The problem:
Take from the records below each line that holds "sound".

[Collected data entries]
Issue #1232, opened 2021-08-28
Replace task switcher with Catts (Calmer Alt-Tab Task Switcher)


aral:
## Problem

![Screen recording of the default elementary OS task switcher: windows animate in and out while switching between apps and the dock is repurposed as the task switcher view and morphs from the dock icons to the active app icons during the task switching process.](https://raw.githubusercontent.com/small-tech/catts/master/demo/elementary-os-default-task-switcher.gif)

The current task switcher in elementary OS has excessive motion and gratuitous animation and overloads the dock. It also gets stuck sometimes.

  - __Overloads the dock__ (the dock is transformed to include icons of windows and the icons there used to indicate which window you’re switching to). This breaks the physicality of the dock and overloads its meaning. That said, due to the amount of other animation going on, willing myself to concentrate on the dock is the only way I can use it at all.

  - __Has excessive motion__ (animates windows backwards or forwards while dimming them in/out every time you press <kbd>alt</kbd> + <kbd>tab</kbd>). Imagine that happening with maximized or half-screen windows on a 24" monitor. I don’t normally have issues with motion and it makes me feel seasick after a few uses.

  - __Gets stuck.__ Sometimes it will just get stuck in a state where no window is selected. Pressing <kbd>alt</kbd> + <kbd>tab</kbd> again gets you out of it.

<kbd>alt</kbd> + <kbd>tab</kbd> is meant to be a hidden, shortcut gesture for quickly switching between the various windows you have open.

The current implementation fails to address this need.

## Proposal

![Screenshot of Catts in action. The switcher contains three icons: Tasks, AppCenter, and Calculator. AppCenter is selected. The switcher is in dark mode. The wallpaper behind the switcher is an illustration of cats on a roof. One (pink) looks out into the distance, a tiny blue one is about to paw its tail playfully, and a green one watches the scene.](https://raw.githubusercontent.com/small-tech/catts/master/catts-screenshot.jpg)

Replace it with [Catts](https://github.com/small-tech/catts) (Calmer Alt-Tab Task Switcher), an alternative task switcher for elementary OS 6 (Odin) that:

  - __Is calm.__ It does not animate my windows. I don’t want cognitive complexity when I’m fast switching between apps. I want to select the app I want to switch to and switch to it. That’s it.

  - __Uses icons.__ There is very little cognitive load to recognising an icon. There’s a reason we use icons of applications in menus, etc., instead of tiny thumbnails of them. The same principles apply here.

[...]

PR #1234, opened 2021-08-29
Bring "Catts" in-tree

davidmhewitt:
See #1232 

Currently, this is just the bare minimum to get this working in-tree instead of as a plugin. I'll spend the next little while cleaning up the code-style and looking into some of the issues with this. So just opened as a draft for now.


davidmhewitt:
cc @aral

Some of my commits here may be useful for you to port back into Catts while we're waiting for any feedback from the core team.

Currently the only relevant one is https://github.com/elementary/gala/pull/1234/commits/c1d58714a39d22287a23b9e81d5321a80d7755fa . You can drop the dependency on Wnck entirely as the window manager is perfectly capable of giving you title of the window in a non X11 specific way.

aral:
> Some of my commits here may be useful for you to port back into Catts

Thanks, David. These look great. Being new to the platform, I wish I had the namespace declarations when I was trying to port it to Odin; would have made it easier to figure what what was from where :)

Will look into incorporating the ones you recommend back into Catts and fingers crossed Catts won’t need to exist for much longer. Will be a good day when I can hit the archive button on the repository :)

aral:
@davidmhewitt Just released Catts 1.0.1 with your escape fix. Thanks again :)

aral:
@davidmhewitt Regarding your HiDPI support commit, is there a way I can get a reference to `InternalUtils` from the plugin to port these changes back to Catts? (Or is there a public API plugins can use for the same purpose?)

davidmhewitt:
@aral `Utils.get_ui_scaling_factor` should be the one

aral:
> @aral `Utils.get_ui_scaling_factor` should be the one

Thank you :)

cassidyjames:
Couple of quick notes:

- we'll need to figure out the exact styling, but the current pure white with no shadow doesn't work well e.g. with a white window behind it _cc @elementary/ux_


- Alt+Tabbing with a single (or no windows) should emit the GLib.beep thud sound like the current implementation

Otherwise I think this is a great start at a traditional window switcher.

ChildishGiant:
I think that the switcher should appear on whichever screen is active (has the cursor on). Currently I can be using my second monitor and then when I try to alt-tab I think it's not worked, only to remember that it is on the other screen.

aral:
>     * we'll need to figure out the exact styling, but the current pure white with no shadow doesn't work well e.g. with a white window behind it _cc @elementary/ux_

Also, please see my commits linked to from https://github.com/elementary/gala/pull/1234#commitcomment-55657508 as the hidpi commit here changes the appearance of the switcher and those commits both make the icon size consistent with Wingpanel (apart from @1x, where I implemented an optical adjustment to make the icons larger for better legibility/usability – the latter adjustment is in a separate commit to make it easier to cherry pick.)

davidmhewitt:
@aral I've updated the calculations for positioning and sizing based on your changes, but have left the icons sizes and padding as is for now.

64px feels a little small for both HiDPI and LoDPI for me, and we generally don't make any allowances anywhere for things in HiDPI to be a different size to its LoDPI counterpart. Any differences you see there will be purely down to the differing DPI of your two displays, and we don't make allowances for that, since everyone's display is different, we simply scale by the scale factor.

However, it's a shame that 96px feels like the "right" size, as we don't ship 96px icons, so displaying them at this size means they aren't aligned to the pixel grid and will look blurry relative to displaying them at 64px or 128px.

I've added the beep sound when switching isn't possible, will wait from further feedback from @elementary/ux regarding design/sizing.

cassidyjames:
Honestly my only major gripe at this point is the lack of a shadow behind the window. If we can resolve that (or alternatively dim everything behind the switcher, thoughts @danrabbit?), I think I'd be happy to get this merged in. I'm already getting used to it and annoyed with the current switcher when I switch devices/branches. :smile:

aral:
> Honestly my only major gripe at this point is the lack of a shadow behind the window. If we can resolve that (or alternatively dim everything behind the switcher, thoughts @danrabbit?), I think I'd be happy to get this merged in. I'm already getting used to it and annoyed with the current switcher when I switch devices/branches. smile

👍 I’m fine with a shadow if that’s the blocker. (Although we should think of this as more of an overlay than a window – it should really feel like part of the operating system rather than a separate app.) 

👎 Please don’t dim the rest of the interface. When quickly switching between apps, this will create a strobe-style effect and end up being, in effect, a full-screen transition again.

Looking forward to seeing it drop and happy to hear you’re enjoying it Cassidy :)

src/Widgets/WindowSwitcher.vala
```diff
@@ -15,405 +19,276 @@
 //  along with this program.  If not, see <http://www.gnu.org/licenses/>.
 //
```
tintou, line 20:
```suggestion
/*
 * Copyright 2021 Aral Balkan <mail@ar.al>
 * Copyright 2020 Mark Story <mark@mark-story.com>
 * Copyright 2017 Popye <sailor3101@gmail.com>
 * Copyright 2014 Tom Beckmann
 * SPDX-License-Identifier: GPL-3.0-or-later
 */
```
Please use this kind of format for new headers

src/Widgets/RoundedActor.vala
```diff
@@ -0,0 +1,71 @@
...
+//  (at your option) any later version.
+//
+//  This program is distributed in the hope that it will be useful,
+//  but WITHOUT ANY WARRANTY; without even the implied warranty of
+//  MERCHANTABILITY or FITNESS FOR A PARTICULAR PURPOSE.  See the
+//  GNU General Public License for more details.
+//
+//  You should have received a copy of the GNU General Public License
+//  along with this program.  If not, see <http://www.gnu.org/licenses/>.
+//
```
tintou, line 15:
```suggestion
/*
 * Copyright 2017 Popye <sailor3101@gmail.com>
 * SPDX-License-Identifier: GPL-3.0-or-later
 */
```

aral:
> 64px feels a little small for both HiDPI and LoDPI for me, and we generally don't make any allowances anywhere for things in HiDPI to be a different size to its LoDPI counterpart. Any differences you see there will be purely down to the differing DPI of your two displays, and we don't make allowances for that, since everyone's display is different, we simply scale by the scale factor.
>
> However, it's a shame that 96px feels like the "right" size, as we don't ship 96px icons, so displaying them at this size means they aren't aligned to the pixel grid and will look blurry relative to displaying them at 64px or 128px.

In which case, we should probably go with 64px to make the icon sizes consistent with those in the Applications Menu in Wingpanel and to keep to system icon sizes. Thoughts? @cassidyjames @danrabbit

(The calculations in the commit I linked to should hold for that, we’d just need to not include the @1x special case.)

aral:
Blocker: needs accessibility

(Not sure if there’s a label for this that someone with admin access can set.)

I just tried it out with the screen reader and Catts is entirely invisible to the accessibility system. I’ve also just spent about half an hour trying to find a getting started guide or some information on how to implement accessibility in GTK+3 (with code examples) to no avail.

At a minimum:

- The task switcher should be announced: “Task switcher”
- The title of the selected app should be announced “X … selected”

aral:
@davidmhewitt I’m on holiday so apologies for the brief reply. I just spend a little time looking into this and it appears at ATK is also implemented at the Clutter-level.

I’ve managed to hack my way through to implementing basic accessibility for the component. Please see the last three commits at https://github.com/small-tech/catts/commits/accessibility

This leads to the switcher announcing itself as the task switcher on launch as well as announcing the number of items it holds. It also announces the title of the selected application as the selection changes.

My commits don’t currently use localisable strings for this. This will have to be implemented.

Would hugely appreciate it if you could port these into Gala and if we could launch with an accessible task switcher :)

davidmhewitt:
> I’ve managed to hack my way through to implementing basic accessibility for the component using whatever scant documentation and clues I could find online. Please see the last three four commits at https://github.com/small-tech/catts/commits/accessibility

Well, every day is a school day! Thanks for figuring that out, I'll try and take a look this weekend and test it out and port it across.

aral:
@davidmhewitt Thanks, David. Really appreciate it.

cassidyjames:
@aral

>:+1: I’m fine with a shadow if that’s the blocker. (Although we should think of this as more of an overlay than a window – it should really feel like part of the operating system rather than a separate app.)

We currently don't have that sort of visual distinction anywhere in elementary OS; the system shut down dialog looks like a regular dialog, as do agent/portal dialogs, the Shortcut Overlay, etc. If we were to make a distinction (which may be worth pursuing!), we'd want to do it across all similar elements at the same time. But since those all have standard window/dialog styling at the moment, I'd like to match it.

>:-1: Please don’t dim the rest of the interface. When quickly switching between apps, this will create a strobe-style effect and end up being, in effect, a full-screen transition again.

Ah yeah good call! :smile:

aral:
Hey all, just got back from three weeks away, seeing the parents and was wondering how things are going on this. Is there anything you need from me to move this forward? Hope you’re all well.

<3

cassidyjames:
@aral I have been using and enjoying it. I think we just still need to figure out a shadow, mark it as ready for review, and get it reviewed. :smile:

davidmhewitt:
And I had a poke at the accessibility stuff as promised but found it wasn't particularly consistent or reliable, plus it didn't behave like any other widget with the screen reader.

It seems like there should be a better way of doing it like adding the accessibility title to each "icon" and getting the keyboard focus to jump to each icon as you tab through, but this didn't seem to be working well either.

I guess I can find the "least bad" accessibility support and push that in here. I can also have a look at the shadow, but things got really busy with my day job recently.

danrabbit (approved):
It seems like possibly the same issue we're running into with menu shadows, so I don't think we should hold this back over it. I'd like to get this merged since it's a long-standing issue and unblocks Wayland and we can iterate more in future branches if need be. Better to get it in at the beginning of the month where there's lots of time to test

Solution to the problem:
- Alt+Tabbing with a single (or no windows) should emit the GLib.beep thud sound like the current implementation
I've added the beep sound when switching isn't possible, will wait from further feedback from @elementary/ux regarding design/sizing.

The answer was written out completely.